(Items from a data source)
PR #920, opened 2026-03-21
fix: support both padded and unpadded base64url in AuthProof (NUT-22)

### LINKED ISSUE #919: Confirm NUT-22 authA serialization
https://github.com/cashubtc/nuts/pull/353 tightens up the specification, and requires mints to support both padded and unpadded forms of the base64_url `AuthProof` header. 

Please can we confirm Nutshell is compliant.

KvngMikey:
Fixes #919

The `AuthProof` serialization was using standard `Base64` instead of `base64url` as required by `NUT-22`. 
Additionally, per recently updated cashubtc/nuts#353, mints must accept both `padded` and `unpadded` forms of the `base64url AuthProof header.`

### Changes
- `to_base64`: use `urlsafe_b64encode` and strip trailing `=` padding to emit the compact form
- `from_base64`: use `urlsafe_b64decode` and re-pad before decoding so the mint accepts both padded and unpadded authA tokens.

### DIFF
--- a/tests/test_core.py
+++ b/tests/test_core.py
@@ -1,6 +1,6 @@
 import pytest
 
-from cashu.core.base import TokenV3, TokenV4, Unit
+from cashu.core.base import AuthProof, TokenV3, TokenV4, Unit
 from cashu.core.helpers import calculate_number_of_blank_outputs
 from cashu.core.secret import Secret, SecretKind, Tags
 from cashu.core.split import amount_split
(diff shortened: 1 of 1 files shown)


cashu/core/base.py
```diff
@@ -1428,7 +1428,9 @@ def from_base64(cls, base64_str: str):
             f"Token prefix not valid. Expected {cls.prefix}."
         )
         base64_str = base64_str[len(cls.prefix) :]
-        return cls.model_validate(json.loads(base64.b64decode(base64_str).decode()))
+        # Re-add padding if stripped, as urlsafe_b64decode requires it
+        padded = base64_str + "=" * (-len(base64_str) % 4)
```
a1denvalu3, line 1432: What's the logic for using `-len(base64_str)` ?

KvngMikey: this just computes how many `=` padding characters are needed to bring the string length up to the next multiple of 4, which is what base64url decoding requires, i think you did the same somewhere in the Nut18 file.

PR #958, opened 2026-03-30
feat(mint): implement NUT-29 batched minting

a1denvalu3:
## Summary
Implements the NUT-29 batched minting specification on the mint side.

### Details
- **Models**: Added `PostMintQuoteCheckRequest`, `PostMintBatchRequest`, and `PostMintBatchResponse`.
- **API Endpoints**: 
  - `POST /v1/mint/quote/bolt11/check`
  - `POST /v1/mint/bolt11/batch`
- **Ledger Logic**: Implemented `mint_quote_check` and `mint_batch` with strict validations for payment methods, units, states, amount balances, and NUT-20 aggregated signatures.
- **Mint Info**: Advertises `BATCH_MINT_NUT` (29) support with `max_batch_size` based on mint configurations.
- **Tests**: Added full test coverage for the new endpoints and validation logic in `tests/mint/test_mint_api_batch.py`.

*References: [NUT-29 Specification](https://github.com/cashubtc/nuts/blob/main/29.md)*


a1denvalu3:
Vulnerability: `mint_quote_check` fails to check Lightning backend for payment status

The newly introduced `mint_quote_check` endpoint (for batch checking mint quotes) fails to call `ledger.check_mint_quote()` to query the underlying Lightning node for the payment status.

In Cashu, mints typically do not run a background loop to constantly check the status of pending Lightning invoices. Instead, they rely on the client polling the quote endpoint. The original single-quote endpoint (`GET /v1/mint/quote/bolt11/{quote}`) correctly calls `ledger.check_mint_quote(mint_quote)` which reaches out to the Lightning node to verify the invoice and update the quote state in the database to `PAID`. 

However, the new batch `mint_quote_check` endpoint simply reads the quote from the local database:
```python
    async def mint_quote_check(self, payload: PostMintQuoteCheckRequest) -> List[MintQuote]:
        quotes: List[MintQuote] = []
        for quote_id in payload.quotes:
            quote = await self.get_mint_quote(quote_id) # Reads from DB only
            ...
            quotes.append(quote)
        return quotes
```
If a user pays the Lightning invoices and their wallet client exclusively polls the new `mint_quote_check` endpoint, the mint will never query the Lightning node. The quotes will remain stuck in the `UNPAID` state forever in the database, preventing the user from minting their tokens. The lightning payment will eventually settle and the user will lose their funds without receiving the tokens.

Exploit PoC:
```python
import asyncio
import httpx

async def poc():
    # 1. Request a mint quote
    quote_res = httpx.post("http://localhost:3337/v1/mint/quote/bolt11", json={"amount": 100, "unit": "sat"})
    quote_id = quote_res.json()["quote"]
    
    # 2. Pay the invoice (out of band)
    # The client pays the lightning invoice using their Lightning node...
    # (Simulate payment using fake wallet auto-settle or manual pay)
    
    # 3. Poll using the new batch endpoint
    check_res = httpx.post("http://localhost:3337/v1/mint/quote/bolt11/check", json={"quotes": [quote_id]})
    state = check_res.json()[0]["state"]
    
    # state will incorrectly remain "UNPAID" because check_mint_quote was never called!
    assert state == "UNPAID", "Vulnerability is present: Quote remains UNPAID"
    print("PoC successful: Quote stuck in UNPAID state.")
```

PR #981, opened 2026-04-18
fix: update default mint settings

a1denvalu3:
## Summary
Updates the default value of `mint_rate_limit_proxy_trust` to `False`.


cashu/core/settings.py
```diff
@@ -111,7 +111,7 @@ class MintLimits(MintSettings):
         description="IP-based rate limiter.",
     )
     mint_rate_limit_proxy_trust: bool = Field(
-        default=False,
+        default=True,
```
b-l-u-e, line 114: Commit 1 and commit 3 appear to apply the same changes  could you squash or remove the duplicate so the history is easier to follow?

PR #991, opened 2026-04-27
fix(mint): preserve change promises order in paid melt quotes

### LINKED ISSUE #986: get_blind_signatures_melt_id returns non-deterministic order
## get_blind_signatures_melt_id returns non-deterministic order

When a wallet checks a completed melt quote via GET /v1/melt/quote/bolt11/{id}, the change field contains blind signatures loaded from the promises table without an ORDER BY clause.

Also, it seems like maybe `get_blinded_messages_melt_id` in crud.py fetches the unsigned blinded messages from DB when reconstructing a quote response. These B_ values are then passed to `_generate_change_promises` which sorts amounts descending and assigns them to the DB-loaded messages. If they come back out of order, the wrong denominations get assigned to the wrong B_ values, producing mismatched signatures at the source. This means even the response from `get_melt_quote` can have wrong pairings.

The overall issue is that when reading from the db the ordering of outputs is not guaranteed and wallets expect the outputs to be in the same order as the blinded messages sent to the mint.

Related CDK issue: https://github.com/cashubtc/cdk/issues/1933

a1denvalu3:
Fixes #986 

## Summary
- Fixes a bug where `get_blinded_messages_melt_id` retrieved `outputs` from the database without an `ORDER BY` clause, leading to incorrectly mapped change signatures.
- Adds an `order_index` column to the `promises` table via a database schema migration (`m034_promises_order_index`).
- Updates `Ledger._store_blinded_messages` to record the original insertion order of the `outputs` correctly.
- Ensures `crud.get_blinded_messages_melt_id` and `crud.get_blind_signatures_melt_id` retrieve data sequentially via `ORDER BY order_index ASC`.
- Adds comprehensive unit and integration tests to verify the stable mapping and correct unblinding of multi-change denominations during delayed/asynchronous melt quote settlements.

### DIFF
--- a/cashu/mint/crud.py
+++ b/cashu/mint/crud.py
@@ -162,6 +162,7 @@ class LedgerCrud(ABC):
         mint_id: Optional[str] = None,
         melt_id: Optional[str] = None,
         swap_id: Optional[str] = None,
+        order_index: int = 0,
         conn: Optional[Connection] = None,
     ) -> None: ...
 
@@ -345,13 +346,14 @@ class LedgerCrudSqlite(LedgerCrud):
         mint_id: Optional[str] = None,
         melt_id: Optional[str] = None,
         swap_id: Optional[str] = None,
+        order_index: int = 0,
         conn: Optional[Connection] = None,
     ) -> None:
         await (conn or db).execute(
             f"""
             INSERT INTO {db.table_with_schema('promises')}
-            (amount, b_, id, created, mint_quote, melt_quote, swap_id)
-            VALUES (:amount, :b_, :id, :created, :mint_quote, :melt_quote, :swap_id)
+            (amount, b_, id, created, mint_quote, melt_quote, swap_id, order_index)
+            VALUES (:amount, :b_, :id, :created, :mint_quote, :melt_quote, :swap_id, :order_index)
             """,
             {
                 "amount": amount,
@@ -361,6 +363,7 @@ class LedgerCrudSqlite(LedgerCrud):
                 "mint_quote": mint_id,
                 "melt_quote": melt_id,
                 "swap_id": swap_id,
+                "order_index": order_index,
             },
         )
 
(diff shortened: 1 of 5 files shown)


cashu/mint/migrations.py
```diff
@@ -1234,3 +1234,13 @@ async def m033_add_issued_time_to_mint_quote(db: Database):
...
             f"ALTER TABLE {db.table_with_schema('mint_quotes')} ADD COLUMN issued_time TIMESTAMP"
         )
+
+async def m034_promises_order_index(db: Database):
+    """
+    Add order_index to promises table to preserve the original order of outputs.
+    """
+    async with db.connect() as conn:
+        await conn.execute(
+            f"ALTER TABLE {db.table_with_schema('promises')} ADD COLUMN order_index INTEGER DEFAULT 0"
```
KvngMikey, line 1244: here, all existing rows get `order_index = 0`,
If there's a pending melt_quote in the DB at upgrade time with multiple outputs, they all get 0 and the ordering is still broken for that quote. 

This is a narrow edge case but worth a comment in the migration at minimum.

cashu/mint/crud.py
```diff
@@ -345,13 +346,14 @@ async def store_blinded_message(
         mint_id: Optional[str] = None,
         melt_id: Optional[str] = None,
         swap_id: Optional[str] = None,
+        order_index: int = 0,
```
KvngMikey, line 349: if multiple call sites don't pass `order_index`, it will silently store `0` for all rows, then we have multiple rows with the same `order_index`.

I suggest the default be removed to make it required or we make default None 
`order_index: Optional[int] = None,`
with a DB Null fallback

a1denvalu3: I think having multiple `order_index` at 0 vs None doesn't change anything.

callebtc (approved):
ACK

KvngMikey (approved):

PR #997, opened 2026-05-03
fix: add ORDER BY id to blind signatures and blinded messages melt queries

### LINKED ISSUE #986: get_blind_signatures_melt_id returns non-deterministic order

Codepocketdev:
Fixes #986 - both SQL queries fetched rows without ORDER BY clause returning non-deterministic order. Wrong denominations were being assigned to wrong B_ values producing mismatched signatures on melt quote responses.

### DIFF
--- a/cashu/mint/crud.py
+++ b/cashu/mint/crud.py
@@ -375,6 +375,7 @@ class LedgerCrudSqlite(LedgerCrud):
             f"""
             SELECT * from {db.table_with_schema('promises')}
             WHERE melt_quote = :melt_id AND c_ IS NULL
+            ORDER BY id
             """,
             {"melt_id": melt_id},
         )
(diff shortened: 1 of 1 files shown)


a1denvalu3:
This is already fixed in #991

Codepocketdev:
Thanks for the heads up — didn't see #991 before opening this. Closing.

PR #1008, opened 2026-05-18
fix a variety of issues with SIG_ALL and its interaction with P2PK and HTLC

SatsAndSports:
Fixes Issue: #1009 which reports a variety of issues related to P2PK and HTLC and SIG_ALL. Even if some of those features have been partially implemented and tested together, problems arise when they are combined; for example, a post-locktime HTLC with SIG_ALL

_Starting with the mint:_

The existing code had NUT-10 code (i.e. P2PK and HTLC) in multiple places. In this PR, following the CDK architecture, all the NUT-10 logic is moved into a single boolean function. This unifies checking for swap and melt and minimizes code duplication.

The main functions in `cashu/mint/conditions.py` now are:
 - `_verify_transaction` is a new entry point for all verification of any swap or melt.
 - `_verify_input_output_spending_conditions` is an existing function that has been rewritten to verify the inputs and outputs (and quote, for a melt), looking just at the NUT-10 spending conditions (i.e. P2PK and HTLC). It returns True or raises an error. It delegates to various new helpers to deal with all the various P2PK or HTLC or SIG_ALL.
 -  `_verify_p2pk_or_htlc_spending_requirements` is the low level function to count valid signatures and, if necessary, the pre-image. This one function is reused across all the various contexts, for any NUT-10 secret that appears in the inputs of any swap or melt.

_DataStructures:_ This PR introduces a similar `SpendingRequirements` class as used in the CDK, to unify the requirements encoded in a P2PK/HTLC Secret.

_Wallet:_ The only wallet change here is to keep up with the new SIG_ALL message format.


SatsAndSports:
~There's still a lot of AI slop here. My first priority is completing all the tests and ensuring they are good and correct; the CDK tests are very helpful here as the CDK has a broad range of tests for this, then I'll review and tidy up the implementation here~

Update a few days later: ready for review now

cashu/core/p2pk.py
```diff
@@ -1,13 +1,16 @@
...
-from typing import Union
+from typing import TYPE_CHECKING, List, Union
 
 from coincurve import PublicKeyXOnly
 
 from .crypto.secp import PrivateKey, PublicKey
 from .errors import InvalidProofsError
 from .secret import Secret, SecretKind
 
+if TYPE_CHECKING:
```
a1denvalu3: ?

SatsAndSports: Found a fix, i.e. removing the `TYPE_CHECKING` import and `if` entirely. **But I'm curious what you think before pushing the fix**

_TL:DR it's about an `import` that was only used by `ruff` and not actually used at runtime. Therefore, the idea is to avoid this unnecessary-at-runtime import, perhaps making runtime slightly more efficient and perhaps making the code more maintainable by signalling to maintainers which imports are really needed for which purpose_

This PR introduces a new function `def sig_all_swap_message(proofs: List["Proof"], outputs: List["BlindedMessage"]) -> str:`. I'll double check if this new function is necessary; maybe it's redundant in this draft PR

_(With the fix, we can remove the `"` from that signature and simply use `List[Proof]` and `List[BlindedMessage]`. But that's a slightly different issue to the issue described in this comment)_

`ruff` needs an `import` of `Proof` and `BlindedMessage`, otherwise we get this error : `cashu/core/p2pk.py:76:64: F821 Undefined name BlindedMessage`. So that requires importing those two. However, as this import is needed only by `ruff` (and maybe also by `mypy`?) and is not actually used at runtime, we can use the `if TYPE_CHECKING` guard to skip the runtime import.

_**Question**_. `TYPE_CHECKING` allows us to skip imports that aren't needed at runtime, and which are needed only for linting and type-checking. It might make the code more maintainable, by helping readers understand what code is really needed. Fewer runtime deps means a smaller chance of things going run in complex ways at runtime. But it might make things less maintainable for maintainers who don't know `TYPE_CHECKING` (I discovered it only yesterday!). _**Should we leave this as-is, using TYPE_CHECKING like this, or just go with the import at runtime?**_

SatsAndSports: I've removed that `TYPE_CHECKING` stuff. I find it interesting, and tempted to keep it. But it's a broader issue, unrelated to the bug-fixing scope of this PR, and therefore I've removed it

cashu/mint/auth/server.py
```diff
@@ -222,6 +223,15 @@ async def verify_blind_auth(self, blind_auth_token):
...
         try:
             proof = AuthProof.from_base64(blind_auth_token).to_proof()
+            try:
+                Secret.deserialize(proof.secret)
+                logger.warning(
+                    "Blind-auth token uses a NUT-10-style secret, but blind-auth "
+                    "does not enforce spending conditions in this path. Treating it "
+                    "as a plain secret."
+                )
+            except Exception:
```
SatsAndSports: Are auth tokens supposed to follow NUT-10?

If I remember correctly, the existing data structure for an auth proof doesn't have a witness field and therefore I guess it couldn't have been enforced. Therefore, I added this code to make it more explicit.

I couldn't see an easily way to integrate the NUT-10 logic into auth, in the same way that it's integrated into swap and melt.

Should we add something more explicit in the nuts, perhaps adjust NUT-10 to emphasize that it's for swap and melt and not for auth?

a1denvalu3:
@SatsAndSports needs rebase on the latest main

SatsAndSports:
One comment, partly as a reminder to myself - or to anyone else (@a1denvalu3 ?) - that takes this up:

This PR uses `assert` in production. It's for the 'programmer error' case, not the 'user error' case, and therefore I think it might be appropriate for some projects, but maybe that's not the convention in projects like this (@callebtc mentioned this topic before, that we shouldn't use assert like this). An example is [`cashu/mint/conditions.py:114`](https://github.com/SatsAndSports/nutshell/blob/86630d3d6f2c4c08ffc7f84be51fc533c1b7f4a9/cashu/mint/conditions.py#L114) where there is a private function for handling a SIG_ALL case, and that function should be called only when it has already been established that there is at least one SIG_ALL proof in the set of proofs. If the assertion fails, it does _not_ represent a 'normal' error; it's a fundamental breach of the internal contract of how the nutshell functions call each other. Anyway, I'll stop rambling 😀 : **Q: What should we do in these cases? Reject the mint/swap and log a clear error and ask the mint operator to report this an issue? What error do we return to the wallet?**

■ **TASK BRIEF**
Copy the lines above that hold the word "think".

■ **SOLUTION FOR THIS EXERCISE**
KvngMikey: this just computes how many `=` padding characters are needed to bring the string length up to the next multiple of 4, which is what base64url decoding requires, i think you did the same somewhere in the Nut18 file.
a1denvalu3: I think having multiple `order_index` at 0 vs None doesn't change anything.
SatsAndSports: Found a fix, i.e. removing the `TYPE_CHECKING` import and `if` entirely. **But I'm curious what you think before pushing the fix**
This PR uses `assert` in production. It's for the 'programmer error' case, not the 'user error' case, and therefore I think it might be appropriate for some projects, but maybe that's not the convention in projects like this (@callebtc mentioned this topic before, that we shouldn't use assert like this). An example is [`cashu/mint/conditions.py:114`](https://github.com/SatsAndSports/nutshell/blob/86630d3d6f2c4c08ffc7f84be51fc533c1b7f4a9/cashu/mint/conditions.py#L114) where there is a private function for handling a SIG_ALL case, and that function should be called only when it has already been established that there is at least one SIG_ALL proof in the set of proofs. If the assertion fails, it does _not_ represent a 'normal' error; it's a fundamental breach of the internal contract of how the nutshell functions call each other. Anyway, I'll stop rambling 😀 : **Q: What should we do in these cases? Reject the mint/swap and log a clear error and ask the mint operator to report this an issue? What error do we return to the wallet?**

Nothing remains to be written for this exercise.